* [Assignment]:
After locating the line with "stuff like this.", reproduce that line and every one following it exactly, up to the end of the entries.

[Entries taken from a collection]
PR #860, opened 2021-02-09
Bounding box

hollasch:


src/common/interval.h
```diff
@@ -18,6 +18,10 @@ class interval {
     interval(const interval& a, const interval& b)
       : min(fmin(a.min, b.min)), max(fmax(a.max, b.max)) {}
 
+    bool is_empty() const {
+        return max < min;
```
trevordblack, line 22: `is_empty()` and `interval::empty` are slightly different things. I don't think it'll create a problem, but my engineer brain pings when I see stuff like this.

hollasch: You mean the value versus the property? The is_empty property is true if the interval contains no points. Thus, there are infinitely many ways to construct an interval such that it contains no points, yet it's quite useful (and efficient) to have a canonically empty interval.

* [Completed task]:
trevordblack, line 22: `is_empty()` and `interval::empty` are slightly different things. I don't think it'll create a problem, but my engineer brain pings when I see stuff like this.

hollasch: You mean the value versus the property? The is_empty property is true if the interval contains no points. Thus, there are infinitely many ways to construct an interval such that it contains no points, yet it's quite useful (and efficient) to have a canonically empty interval.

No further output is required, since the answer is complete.